As I thought about this a bit more, it seems a reasonable resource model for a flow resource like power and bandwidth would consist of two components

I'm a little confused about what just happened. You seem to have redefined the problem to elimnate any use of non-dominant heirarchies and upwalks. Sure, if we have a single dominant tree-based heirachy the problem is much easier. But then, there is nothing "advanced" about it anymore, right? You redefined the problem to make is fit into the "basic" model. Power is now just another abstract resource the way that any other thing could be an abstract resource.

The the fact that the solution here was to eliminate upwalks and interaction between a dominant and non-dominant hierarchy makes me again question whether we know of any real-world use case where the upwalks are actually going to be useful in the current scheduler design.

dongahn commented 7 years ago

@morrone:

Good point and question, although I'm not as pessimistic as yours on the usefulness of auxiliary hierarchy upwalk because of two reasons: 1) In particular, with planner, I believe there will be a subset of policies one can implement (pending demonstrations) that can achieve certain scheduling objectives both on the dominant and auxiliary hierarchies; 2) perhaps more importantly, this can be our baseline from which to try more aggressive ways to achieve schedule optimization across dominant and auxiliary hierarchies. As I noted in response to @lipari yesterday, DFU is just one traversal type that I want to support initially. With a repeat (loop) capable traversal, uptalk can be more useful.

As I mention:

The first node-level spec would also be satisfiable when the scheduler uses the containment hierarchy as its dominant hierarchy and power as an auxiliary. Like I said before, however, it will be a bit difficult to implement meaningful power policies.

The reason I said "it will be a bit difficult" would be that this is one of these things that need to be tried once we have all of the infrastructure components in place. We are not there yet. BTW, I also want to mention that the general scheduling problem we are facing is known to be a NP-hard problem, so we will always have to rely heavily on heuristics. There will be fair numbers of trial and errors.

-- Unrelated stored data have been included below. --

PR #1491, opened 2022-11-28
fixed/improved angular orbit

JAndringa:
angular orbit was not working properly, so I just rewrote it. Needs some finetuning but works well enough for now.

### Comments for the reviewer
- 

###### Code Quality

###### Testing
- [ ] All tests are passing.

###### Commit Messages

### DIFF
--- a/src/control/ControlUtils.cpp
+++ b/src/control/ControlUtils.cpp
@@ -86,7 +86,7 @@ double ControlUtils::determineKickForce(const double distance, stp::ShotType sho
 
     double kickForce;
     if (shotType == stp::ShotType::PASS) {
-        kickForce = 1.5;
+        kickForce = 1.8;
     } else if (shotType == stp::ShotType::TARGET) {
         kickForce = 0.5;
     } else {
--- a/src/stp/skills/Kick.cpp
+++ b/src/stp/skills/Kick.cpp
@@ -6,12 +6,14 @@
 
 #include "stp/constants/ControlConstants.h"
 
+#include "roboteam_utils/Print.h"
+
 namespace rtt::ai::stp::skill {
 
 Status Kick::onUpdate(const StpInfo &info) noexcept {
     // Clamp and set kick velocity
     float kickVelocity = std::clamp(info.getKickChipVelocity(), control_constants::MIN_KICK_POWER, control_constants::MAX_KICK_POWER);
-
+    RTT_DEBUG(kickVelocity)
     // Set kick command
     command.kickType = KickType::KICK;
     command.kickSpeed = kickVelocity;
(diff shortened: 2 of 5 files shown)


umer99roboteam:
The orbit of the robot is much more smooth
As a result the passing has vastly improved and gameplay is faster
The orbiting seems quite fast. The actual robot might loose the loose the ball. However, seems that can be tuned

umer99roboteam (approved):

rolfvdhulst:
Has this been tested with real robots?

src/stp/skills/Kick.cpp
```diff
@@ -6,12 +6,14 @@
...
 
+#include "roboteam_utils/Print.h"
+
 namespace rtt::ai::stp::skill {
 
 Status Kick::onUpdate(const StpInfo &info) noexcept {
     // Clamp and set kick velocity
     float kickVelocity = std::clamp(info.getKickChipVelocity(), control_constants::MIN_KICK_POWER, control_constants::MAX_KICK_POWER);
-
+    RTT_DEBUG(kickVelocity)
```
rolfvdhulst, line 16: Remove before merging.

src/control/ControlUtils.cpp
```diff
@@ -86,7 +86,7 @@ double ControlUtils::determineKickForce(const double distance, stp::ShotType sho
 
     double kickForce;
     if (shotType == stp::ShotType::PASS) {
-        kickForce = 1.5;
+        kickForce = 1.8;
```
rolfvdhulst, line 89: Seemse unrelated to what the pull request is about.

rolfvdhulst (changes requested):
See comments. Nothing major.

alexander-de-ranitz:
As Rolf asked, was this actually tested on the field? Based on "The actual robot might loose the loose the ball", I'm guessing not :)

Based on the changes you made, I can believe this works better in GrSim, but I highly doubt it does what you expect on the field. A lot of the code you changed/removed in this PR was specifically designed and tuned to improve performance on the field (probably at the expense of performance in GrSim, but we didn't really look at this much as we created this quite shortly before the robocup). Things such as padding the angle to account for delay and delegating the decision of when to shoot to the robot instead of the AI can be really useful with actual robots but are quite useless/counterproductive in the simulator. Of course, it is still important everything works well in the simulator, but doing so at the expense of the performance on the field isn't a good approach IMO. Of course, if needed, you could add some `if (playingOnTheField)` and `if (playingInSim)` to deal with cases where we want to do things differently due to fundamental differences between actual robots and the simulation, just be sure not to let the sim and real-life performance get too different.

PR #11, opened 2022-03-19
Dedupe fetch in fetchDataImpl

juni-notifi:
There are some client usage patterns which would result in massive
overfetching. Dedupe if there are pending requests.

Also, there's a high likelihood that clients are using async / await
patterns. To solve for these cases, implement a cache TTL of 1000ms.


juni-notifi:
Cherry-picked in #14

PR #12, opened 2022-03-19
Lower case emails in ensureTarget

juni-notifi:
For emails specifically, we should be case-insensitive to the input.
When sending values to the server, also lower case the emails.

### DIFF
--- a/packages/notifi-react-hooks/lib/utils/ensureTarget.spec.ts
+++ b/packages/notifi-react-hooks/lib/utils/ensureTarget.spec.ts
@@ -130,14 +130,37 @@ describe('ensureEmail', () => {
     id: 'existing',
     emailAddress: 'existing@e.mail',
   } as EmailTarget;
-  let existing = [existingItem];
+
+  const nullItem = {
+    id: null,
+    emailAddress: null,
+  } as EmailTarget;
+
+  let existing = [existingItem, nullItem];
 
   const subject = async (value: string | null) =>
     ensureEmail(service, existing, value);
 
   beforeEach(() => {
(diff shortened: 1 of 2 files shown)


packages/notifi-react-hooks/lib/utils/ensureTarget.spec.ts
```diff
@@ -130,14 +130,37 @@ describe('ensureEmail', () => {
...
+      expect(createSpy).not.toHaveBeenCalled();
+    });
+
+    it('returns the id of the existing target', async () => {
+      const result = await subject('Existing@E.mail');
+      expect(result).toEqual(existingItem.id);
+    });
+
+    it('does not modify the existing array', async () => {
+      await await subject('Existing@E.mail');
```
kargo-k, line 161: nit: `await await`

packages/notifi-react-hooks/lib/utils/ensureTarget.ts
```diff
@@ -12,10 +12,12 @@ export type CreateFunc<Service, T> = (
   value: string,
 ) => Promise<T>;
 export type IdentifyFunc<T> = (arg: T) => string | null;
+export type ValueTransformFunc = (value: string) => string;
 
 const ensureTarget = <Service, T extends Readonly<{ id: string | null }>>(
   create: CreateFunc<Service, T>,
   identify: IdentifyFunc<T>,
+  valueTransform?: ValueTransformFunc,
```
kargo-k, line 20: neat! 💯

kargo-k (approved):
one nit ☝️

PR #20, opened 2022-04-18
Add support for Telegram

nimesh-notifi:


packages/notifi-axios-adapter/lib/fragments/supportedTargetTypesFragment.ts
```diff
@@ -0,0 +1,7 @@
+export const supportedTargetTypesFragment = `
+fragment supportedTargetTypesFragment on SupportedTargetTypesForDapp {
+
```
juni-notifi, line 3: intentionally fetching nothing for now?

packages/notifi-core/lib/operations/GetSupportedTargetTypesForDapp.ts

Oh, finally @morrone: I guess I'm also in general an optimist :-)

tpatki commented 7 years ago

@morrone:

Like Dong pointed out, a scheduling policy that does a "closed loop" optimization (allocate-monitor-reallocate based on heuristics) will need an aggregator (Planner API) and upwalk capablility. This is because they'll need to traverse the hierarchies in a way that's top-down first (divisive) and then bottom-up (dfu-like) to make sure all constraints are met. I don't have a clear picture of how to do this in Flux yet; but this is already a "real" use case for power as I had pointed out earlier in this thread. Within the Argo project as well as the other power runtime ECP projects, there is a requirement of being able to move power dynamically between application phases. We're not targeting that use case just yet; so that we can gain confidence with the simpler open-loop (single-pass) approach first.

I think the upwalk will also be needed for multi-constraint policies that optimize for say power and IO.

@dongahn: I like to be optimistic too :)

tpatki commented 7 years ago

Here's an example where an upwalk will be useful. We begin by walking down the node hierarchy, and do an upwalk to check power constraints (or vice versa). But I couldn't capture this in the jobspec properly (I need to think more about how to do that and when to utilize such a graph as opposed to when to keep it simple).

hier_2

dongahn commented 7 years ago

I got most of the feedback I needed. Closing.